The dataset has been sent via FTP.

---------------------------------------------

How to repeat:
Details given in the description.

Suggested fix:
Too unpolite to write in a public forum.
[6 Jul 2008 17:49] Valeriy Kravchuk
Thank you for a problem report. What exact version of MySQL server you had used? What is the the file name of a test case data for this bug on FTP server?
[6 Jul 2008 18:07] Alejandro Cusumano
The filename is in the format suggested by the instructions - 'bug-data-37902.zip'

Version updated in report metadata.
[27 Jul 2008 18:42] Valeriy Kravchuk
EXPLAIN is slow because MySQL has to "materialize" derived tables while executing EXPLAIN. This is a known problem. This also explain while subsequent execution is much faster - data are mostly still in the buffer(s).

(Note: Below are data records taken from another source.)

PR #1869, opened 2018-12-11
igVideoPlayer does not throw errors upon initialization on a video element

### LINKED ISSUE #1827: igVideoPlayer throws an error when you initialize it on a video element
### Description  
igVideoPlayer throws an error upon initialization on a `<video>` tag.

### Steps to reproduce  

1. Run the attached sample in a WebKit browser (Chrome, Safari, etc)
2. Open the dev tools

### Result  
The console displays an error message.

### Expected result  
There should be no error messages.

### Attachments  
capture

[videoplayer.zip](https://github.com/IgniteUI/ignite-ui/files/2510202/videoplayer.zip)

jackofdiamond5:
Closes #1827 

~The error occurs because of the untimely use of the `timeupdate` video event. It is bound to the element upon creation and attempts to use the video's duration property. For `WebKit` browsers, such as `Chrome`, the duration property is `NaN` until the `durationchange` event is thrown. So now we wait in an interval for the video to finish loading and then we call the `timeupdate` handler. Albeit possibly inconsistent and error inducing, a workaround would be to bind the control's events when `durationchange` is triggered.~

__Edit:__ The `poster` attribute not being set is what originally triggers the issue, as it becomes `undefined` and chains the two errors together. That is why we don't need to set any intervals or bind events differently. We only need to specify that no action should be taken when the `poster` attribute is not set upon initialization.

### DIFF
--- a/src/js/modules/infragistics.ui.videoplayer.js
+++ b/src/js/modules/infragistics.ui.videoplayer.js
@@ -2508,6 +2508,8 @@
 			this._removeVideoProperty(video, "autoplay");
 			this._removeVideoProperty(video, "preload");
 			this._removeVideoProperty(video, "loop");
+
+			// B.P. Dec 11th, 2018 Bug #1827 An error is thrown when igVideoPlayer is initialized on a video element
 			if (this._oldPoster !== "") {
 				this._removeVideoProperty(video, "poster");
 			}
--- a/src/js/modules/infragistics.ui.videoplayer.js
+++ b/src/js/modules/infragistics.ui.videoplayer.js
@@ -2412,7 +2412,8 @@
 			var o = this.options,
 				video,
 				css = this.css;
-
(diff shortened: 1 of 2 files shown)


src/js/modules/infragistics.ui.videoplayer.js
```diff
@@ -2501,7 +2508,9 @@
 			this._removeVideoProperty(video, "autoplay");
 			this._removeVideoProperty(video, "preload");
 			this._removeVideoProperty(video, "loop");
-			this._removeVideoProperty(video, "poster");
+			if (this._oldPoster !== "") {
```
jackofdiamond5: The `poster` attribute of the video element becomes `undefined` if it is originally not set. Which in turn reesults in another error. So we take no actions unless it was explicitly set.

I'd consider a (new) bug here the fact that after this SELECT (left derived table in LEFT JOIN):

mysql> explain select o.dbx_tx, count(*) AS null_cnt   from pizza_orders o join pizza_line_items li on o.id = li.order_id    where li.type = 'ProductLineItem' and li.product_id is null         and o.id >= 700000   group by o.dbx_tx
    -> ;
+----+-------------+-------+-------+---------------------+----------+---------+-----------+--------+----------------------------------------------+
| id | select_type | table | type  | possible_keys       | key      | key_len | ref       | rows   | Extra                                        |
+----+-------------+-------+-------+---------------------+----------+---------+-----------+--------+----------------------------------------------+
|  1 | SIMPLE      | o     | range | PRIMARY             | PRIMARY  | 4       | NULL      | 201413 | Using where; Using temporary; Using filesort |
|  1 | SIMPLE      | li    | ref   | order_id,product_id | order_id | 5       | test.o.id |      1 | Using where                                  |
+----+-------------+-------+-------+---------------------+----------+---------+-----------+--------+----------------------------------------------+
2 rows in set (0.04 sec)

mysql> select o.dbx_tx, count(*) AS null_cnt   from pizza_orders o join pizza_line_items li on o.id = li.order_id    where li.type = 'ProductLineItem' and li.product_id is null         and o.id >= 700000   group by o.dbx_tx
    -> ;
Empty set (1 min 27.82 sec)
 
server does NOT stop executing right part of LEFT JOIN immediately. As as result, it executes a pointless SELECT with dependent subquery, where the overall query spends most of the time.